> DATA IN THIS EXERCISE
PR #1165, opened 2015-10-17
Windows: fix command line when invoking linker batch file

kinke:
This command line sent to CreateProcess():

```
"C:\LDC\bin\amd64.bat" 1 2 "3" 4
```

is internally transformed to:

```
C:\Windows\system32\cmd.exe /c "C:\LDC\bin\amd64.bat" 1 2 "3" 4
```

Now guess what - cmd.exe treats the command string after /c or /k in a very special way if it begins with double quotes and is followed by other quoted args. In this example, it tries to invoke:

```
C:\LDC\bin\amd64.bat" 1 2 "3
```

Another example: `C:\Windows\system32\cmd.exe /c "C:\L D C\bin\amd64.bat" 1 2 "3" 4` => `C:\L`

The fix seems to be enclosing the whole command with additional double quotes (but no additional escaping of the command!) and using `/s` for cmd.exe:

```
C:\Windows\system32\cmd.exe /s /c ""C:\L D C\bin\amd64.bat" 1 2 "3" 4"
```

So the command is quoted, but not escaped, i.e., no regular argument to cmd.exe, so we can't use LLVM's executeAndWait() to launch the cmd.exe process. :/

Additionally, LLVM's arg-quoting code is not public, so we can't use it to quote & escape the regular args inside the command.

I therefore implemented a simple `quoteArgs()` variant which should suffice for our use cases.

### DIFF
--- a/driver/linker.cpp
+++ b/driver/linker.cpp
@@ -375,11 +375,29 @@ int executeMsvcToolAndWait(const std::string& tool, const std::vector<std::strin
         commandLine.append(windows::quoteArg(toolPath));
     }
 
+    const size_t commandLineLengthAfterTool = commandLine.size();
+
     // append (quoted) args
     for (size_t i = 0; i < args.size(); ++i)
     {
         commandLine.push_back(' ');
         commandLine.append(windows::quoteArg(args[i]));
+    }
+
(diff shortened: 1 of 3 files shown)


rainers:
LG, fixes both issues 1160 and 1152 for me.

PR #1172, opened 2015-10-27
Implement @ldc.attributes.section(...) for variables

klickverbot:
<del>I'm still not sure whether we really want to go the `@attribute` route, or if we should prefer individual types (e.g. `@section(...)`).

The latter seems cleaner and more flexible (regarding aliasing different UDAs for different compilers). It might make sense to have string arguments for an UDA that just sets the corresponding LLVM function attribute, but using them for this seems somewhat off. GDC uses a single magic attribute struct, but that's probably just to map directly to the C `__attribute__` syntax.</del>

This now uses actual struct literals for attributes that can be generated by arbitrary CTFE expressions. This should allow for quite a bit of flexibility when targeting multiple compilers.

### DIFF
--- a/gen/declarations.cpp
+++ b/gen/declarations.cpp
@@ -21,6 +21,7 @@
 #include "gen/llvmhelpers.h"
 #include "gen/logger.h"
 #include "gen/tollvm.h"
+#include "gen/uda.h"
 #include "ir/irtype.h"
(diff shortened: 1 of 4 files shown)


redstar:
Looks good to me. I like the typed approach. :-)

...

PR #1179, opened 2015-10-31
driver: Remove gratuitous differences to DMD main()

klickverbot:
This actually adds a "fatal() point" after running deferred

...

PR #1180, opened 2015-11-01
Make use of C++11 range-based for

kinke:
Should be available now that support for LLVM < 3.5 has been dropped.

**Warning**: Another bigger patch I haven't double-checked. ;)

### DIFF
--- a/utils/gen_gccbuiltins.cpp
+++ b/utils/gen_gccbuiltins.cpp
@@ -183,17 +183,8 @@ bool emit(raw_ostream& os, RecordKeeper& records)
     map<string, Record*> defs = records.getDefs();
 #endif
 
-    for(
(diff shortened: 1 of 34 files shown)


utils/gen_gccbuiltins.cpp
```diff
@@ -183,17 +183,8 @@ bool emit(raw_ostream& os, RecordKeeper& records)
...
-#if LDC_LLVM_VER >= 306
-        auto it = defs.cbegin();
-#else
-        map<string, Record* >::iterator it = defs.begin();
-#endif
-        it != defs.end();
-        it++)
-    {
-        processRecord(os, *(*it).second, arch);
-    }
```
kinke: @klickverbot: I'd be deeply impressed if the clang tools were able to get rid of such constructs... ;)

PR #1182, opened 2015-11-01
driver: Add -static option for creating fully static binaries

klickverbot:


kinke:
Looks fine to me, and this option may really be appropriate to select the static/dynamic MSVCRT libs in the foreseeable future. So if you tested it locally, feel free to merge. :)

> WHAT TO PRODUCE
Starting with the line that holds "PR #1179, opened 2015-10-31" and ending with the line that holds "This actually adds", retype every line in the data above exactly, and nothing else.

> RESPONSE TO THE TASK
PR #1179, opened 2015-10-31
driver: Remove gratuitous differences to DMD main()

klickverbot:
This actually adds a "fatal() point" after running deferred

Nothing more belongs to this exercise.